All lines that hold the string "display" should be copied. Find them in the listing below.

^^^^^^^^

PR #3046, opened 2023-10-25
Add BITS token for Juno

kevinroleke:


juno/assetlist.json
```diff
@@ -1849,6 +1849,33 @@
...
+      "description": "BITS - Native token of Bitswift Cash",
+      "type_asset": "cw20",
+      "address": "juno14fz92ehqt37e096xr95kmy8nc0kz803uezxtg4fwx7agjjma86sqm8mg3h",
+      "denom_units": [
+        {
+          "denom": "cw20:juno14fz92ehqt37e096xr95kmy8nc0kz803uezxtg4fwx7agjjma86sqm8mg3h",
+          "exponent": 0
+        },
+        {
+          "denom": "BITS",
```
JeremyParish69, line 1863: should be lower case 'bits', according to the 'display' property

juno/assetlist.json
```diff
@@ -1849,6 +1849,33 @@
...
+          "exponent": 8
+        }
+      ],
+      "base": "cw20:juno14fz92ehqt37e096xr95kmy8nc0kz803uezxtg4fwx7agjjma86sqm8mg3h",
+      "name": "BITS",
+      "display": "bits",
+      "symbol": "BITS",
+      "logo_URIs": {
+        "png": "https://raw.githubusercontent.com/cosmos/chain-registry/master/juno/images/bits.png"
```
JeremyParish69, line 1872: I'm a little concerned about the low fidelity of the image here. Do we have a version that looks cleaner? There' compression artifacts, blurry edges, no transparency layer, and some random dot in the top right corner...

kevinroleke:
Updated. Thanks for the feedback @JeremyParish69

JeremyParish69:
> Updated. Thanks for the feedback @JeremyParish69

Thanks. I still see the image now has transparency, but it still has that random marking in the top right...

kevinroleke:
> > Updated. Thanks for the feedback @JeremyParish69
> 
> Thanks. I still see the image now has transparency, but it still has that random marking in the top right...

Sorry about that. Should be all good now :)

^^^^^^^^

*SOLUTION FOR THIS EXERCISE*
JeremyParish69, line 1863: should be lower case 'bits', according to the 'display' property
+      "display": "bits",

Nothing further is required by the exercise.